Saturday, January 22, 2011

Getting a Public Key Blob From 3rd Party Assemblies

The Return of Code Access Security

Working with SharePoint sometimes takes you to some pretty weird places. Code Access SecurityThere’s a lot of .NET’s surface area that I’m pretty sure I’d never have explored on my own if I hadn’t been tasked to do so via some SharePoint engagement.

One of these explorations has involved authoring custom CAS policies, the reasons for which I’ve blogged about in the past. Granted with the advent of SharePoint 2010 and sandboxed solutions it’s not as common a task these days, but it still comes up.

When authoring a custom CAS policy you’re taxed with obtaining the Public Key Blob from a Strong Name Key. This helps the .NET runtime identify assemblies (via their Strong Name) that you’d like to run with a particular code access security profile.

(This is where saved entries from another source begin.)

PR #36, opened 2015-03-26
Enable ATOMIC_REQUESTS for local development

rlucioni:
Wraps views in a transaction to more closely mirror production config, and removes what would be a redundant `atomic()` context manager. Connection pooling is also used in production, but Django docs discourage its use in development.

Previously reviewed in #34.


clintonb:
:+1:

PR #37, opened 2015-03-26
Use newer request `data` attribute instead of the old-style `DATA` attribute

rlucioni:
Old-style attributes like `DATA` and `FILES` are pending deprecation in favor of the unified `data` attribute ([reference](http://www.django-rest-framework.org/api-guide/requests/#data-and-files)).

@clintonb or @stephensanchez, could I get a thumb?


clintonb:
:+1:

PR #38, opened 2015-03-26
XCOM-128: Create an endpoint for getting orders.

stephensanchez:
Simple getter endpoint for orders. 
https://openedx.atlassian.net/browse/XCOM-128

Basic logic in the endpoint is to ensure the user in the request matches the user associated with the order, and that the order is in some state of "PAID" or beyond. 

Renamed the view for creating orders (CreateOrderView) based on a POST with associated SKUs. 

Review when able. There will be an associated PR for Platform to call this endpoint. 
@rlucioni @dianakhuang @clintonb


extensions/api/urls.py
```diff
@@ -5,6 +5,7 @@
 
 urlpatterns = patterns(
     '',
-    url(r'orders/$', views.OrdersView.as_view(), name='orders'),
+    url(r'orders/(?P<number>[-\w]+)$', views.OrdersView.as_view(), name='orders'),
```
rlucioni: Could the name for this URL be more descriptive of its intended use? Maybe `get_order`?

extensions/api/views.py
```diff
@@ -42,7 +43,68 @@ def _fulfill_order(self, order):
...
+                "total_excl_tax": 0.0
+            }'
+        """
+        order = self.get_object()
+        if order.is_paid and order.user == request.user:
+            return Response(self.get_serializer(order).data)
+        return Response(status=status.HTTP_404_NOT_FOUND)
+
+
+class CreateOrderView(FulfillmentMixin, APIView):
```
rlucioni: What prevents the `get` and `post` views from being part of the same `OrdersView` class? I'm unclear on why this separation is necessary.

extensions/api/views.py
```diff
@@ -42,7 +43,68 @@ def _fulfill_order(self, order):
...
+    serializer_class = serializers.OrderSerializer
+
+    lookup_field = 'number'
+    queryset = Order.objects.all()
+
+    def get(self, request, *args, **kwargs):  # pylint: disable=unused-argument
+        """Allow the viewing of Paid Orders.
+
+        Given an order number, allow the viewing of a paid order. This endpoint will only return an order if
+        it in a PAID state, or a proceeding state in the order workflow (COMPLETE, FULFILLMENT_ERROR, REFUNDED). This
```
rlucioni: s/it in/it is in

extensions/api/urls.py
clintonb: Add a trailing slash.

clintonb: Create a constant for `(?P<number>[-\w]+)`.

extensions/api/views.py
```diff
@@ -42,7 +43,68 @@ def _fulfill_order(self, order):
         return fulfilled_order
 
 
-class OrdersView(FulfillmentMixin, APIView):
+class OrdersView(GenericAPIView):
```
clintonb: This can be simplified: 
1. Inherit from `RetrieveAPIView`.
2. Set `allow_empty` to `False`.
3. Override `get_object` to check the order state and user, and return None if the state/user are invalid.

stephensanchez:
Thanks for the review guys, code is updated.

extensions/api/views.py
stephensanchez: I had an offline conversation with Clinton because I could see this going either way. The original intent I had was to split them because the ```get``` class was directly interacting with orders, whereas the ```post``` class view dealt with SKUs to create orders. 

I'd prefer to keep them separate for now. Clinton also recommended some nice generic DRF view for me to extend to simplify my class.

stephensanchez:
@clintonb updated per comment, but I could not override ```get_object()``` since it does not have access to the ```request.user```, which I want to check before returning the object.   I did use ```allow_empty``` though, since that's a nice check.

extensions/api/views.py
```diff
@@ -42,7 +42,68 @@ def _fulfill_order(self, order):
...
 
 
-class OrdersView(FulfillmentMixin, APIView):
+class RetrieveOrderView(RetrieveAPIView):
+    """Endpoint for viewing an order."""
+    throttle_classes = (OrdersThrottle,)
+    authentication_classes = (JwtAuthentication,)
+    permission_classes = (IsAuthenticated,)
+    serializer_class = serializers.OrderSerializer
+    allow_empty = False
```
clintonb: My fault for screwing up my comment update. DRF is deprecating `allow_empty`. Instead, your code should raise `Http404` when the check fails. Also, if you want to try overriding `get_object`, you should have access to `self.request`.

stephensanchez: ah, didn't realize the class itself had the request as an attribute. I'll tweak that.

extensions/api/views.py
clintonb: Follow-up: Views that act on the entire order space (`/orders/`) can be grouped. This includes listing and creating. Views that act on individual orders (`/orders/:id/`) can be grouped. These include order retrieval and updating--not deleting, since we *never* delete orders. Grouping both of these groups causes issues in the case of the `GET` action. A `GET` on `/orders/` is not the same as a `GET` on `/orders/:id/`

stephensanchez:
@clintonb Now the view overrides ```get_object()``` as suggested!

stephensanchez:
Coveralls seems stuck, but 100% coverage
https://coveralls.io/builds/2201848

extensions/api/urls.py
```diff
@@ -2,9 +2,19 @@
...
 from extensions.api import views
 
+ORDER_NUMBER_PATTERN = "(?P<number>[-\w]+)"  # pylint: disable=anomalous-backslash-in-string
 
 urlpatterns = patterns(
     '',
-    url(r'orders/$', views.OrdersView.as_view(), name='orders'),
-    url(r'orders/(?P<number>[-\w]+)/fulfill/$', views.FulfillOrderView.as_view(), name='fulfill_order'),
+    url(
+        r'orders/{number}$'.format(number=ORDER_NUMBER_PATTERN),
```
clintonb: Add a trailing slash.

extensions/api/views.py
```diff
@@ -41,7 +42,60 @@ def _fulfill_order(self, order):
...
+    """Endpoint for viewing an order."""
+    throttle_classes = (OrdersThrottle,)
+    authentication_classes = (JwtAuthentication,)
+    permission_classes = (IsAuthenticated,)
+    serializer_class = serializers.OrderSerializer
+    lookup_field = 'number'
+    queryset = Order.objects.all()
+
+    def get_object(self):
+        """Allow the viewing of Paid Orders.
```
clintonb: [NTH] Move this comment to the view class, instead of the method.

clintonb:
:+1:

extensions/api/urls.py
```diff
@@ -2,9 +2,19 @@
 
 from extensions.api import views
 
+ORDER_NUMBER_PATTERN = "(?P<number>[-\w]+)"  # pylint: disable=anomalous-backslash-in-string
```
rlucioni: Instead of telling pylint to ignore this string, use Python's raw string notation. It's intended to be used for regular expression patterns.
```python
ORDER_NUMBER_PATTERN = r'(?P<number>[-\w]+)'
```

stephensanchez:
@rlucioni updated the string.

rlucioni:
:+1:

PR #39, opened 2015-03-27
Change order numbers to have a set prefix

stephensanchez:
Order numbers have a set prefix now. Out of the box, I chose to have the prefix be 'OSCR', but I imagine we'll want to change this to 'edX' for production.

@rlucioni @dianakhuang @clintonb 

FYI @feanil if we want a different prefix in production, I imagine I'll add this to the configuration list we already have in place, should I also create a devops ticket?


rlucioni:
I'd recommend "EDX" as the production prefix, to be consistent with the all caps "OSCR" prefix. The service settings page includes a note that any new settings should be accompanied by a DevOps ticket, so I think it would be a good idea to file one for this.

extensions/order/tests/test_utils.py
```diff
@@ -0,0 +1,20 @@
...
+from unittest import TestCase
+from django.test import override_settings
+from oscar.test.newfactories import BasketFactory
+from extensions.order.utils import OrderNumberGenerator
+
+
+class UtilsTest(TestCase):
+    """Unit tests for the order utility functions and classes. """
+
+    @override_settings(ORDER_NUMBER_PREFIX="Zoidberg")
```
clintonb: Minor: Make `"Zoidberg"` a constant.

clintonb:
:+1:

extensions/order/utils.py
```diff
@@ -0,0 +1,28 @@
...
+
+        Args:
+            basket (Basket): Used to construct the order ID.
+
+        Returns:
+            String: representation of the order 'number' with a configured prefix.
+
+        """
+        prefix = getattr(settings, 'ORDER_NUMBER_PREFIX', 'OSCR')
+        order_id = str(100000 + basket.id)
```
rlucioni: We spoke offline about this leaking information about the number of baskets in our system, but I'll just add a note here so that we remember to talk about the resolution.

clintonb:
@stephensanchez Would you also add a test to ensure the generate order numbers are matched by the order number regex in `api/urls.py`?

rlucioni:
This is relatively minor, but the commit message you're using no longer reflects the changes being made.

stephensanchez:
@clintonb @rlucioni I've made the suggested changes.

clintonb:
:+1:  (again)

extensions/order/tests/test_utils.py
```diff
@@ -0,0 +1,22 @@
...
+
+    ORDER_NUMBER_PREFIX = "Zoidberg"
+
+    @override_settings(ORDER_NUMBER_PREFIX=ORDER_NUMBER_PREFIX)
+    def create_order_number(self):
+        """Test creating order numbers"""
+        basket = BasketFactory()
+        next_basket = BasketFactory()
+        new_order_number = OrderNumberGenerator().order_number(basket)
+        next_order_number = OrderNumberGenerator.order_number(next_basket)
```
rlucioni: Since `order_number` is a static method, you should be able to call it everywhere like you do here. There shouldn't be a need to create an instance of the `OrderNumberGenerator` class.

extensions/api/views.py
```diff
@@ -252,8 +252,7 @@ def _prepare_order(self, basket, product, sku, payment_processor):
             shipping_method,
             shipping_charge,
             user=basket.owner,
-            # OrderNumberGenerator returns integers, yet order numbers should be strings.
-            order_number=unicode(OrderNumberGenerator().order_number(basket)),
+            order_number=OrderNumberGenerator().order_number(basket),
```
rlucioni: You missed one!

rlucioni:
:+1:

Now obtaining a public key blob is pretty straight forward if you have the .snk, but it gets a little more awkward if all you have is some 3rd party assembly. This is often the case when you want 3rd parties assembly (for us it was a bunch of Telerik Controls) to run in full trust. After all you don’t have their key and they’re super unlikely to give it to you.

Getting a Public Key Blob from a 3rd Party Assembly

1) First open up the Visual Studio Command Prompt (or optionally any command prompt, but have access to sn.exe which is typically found in Visual Studio’s SDK->BIN folder).

2) Run the following command:

sn -e [ThirdPartyAssembly.dll] publicKey.snk

This extracts the public key (and public key blob) into a file.

3) Then run:

sn -tp publicKey.snk

Which should display the public key blob and public key token (the blob is the long one).

Public Key Blob

At this point you can throw it in your own custom CAS file or resume whatever would make you seek out these awkward little strings in the first place.

Hope that helps. Had stare at the sn.exe docs for a good 10 minutes to find this and the web wasn’t all that helpful.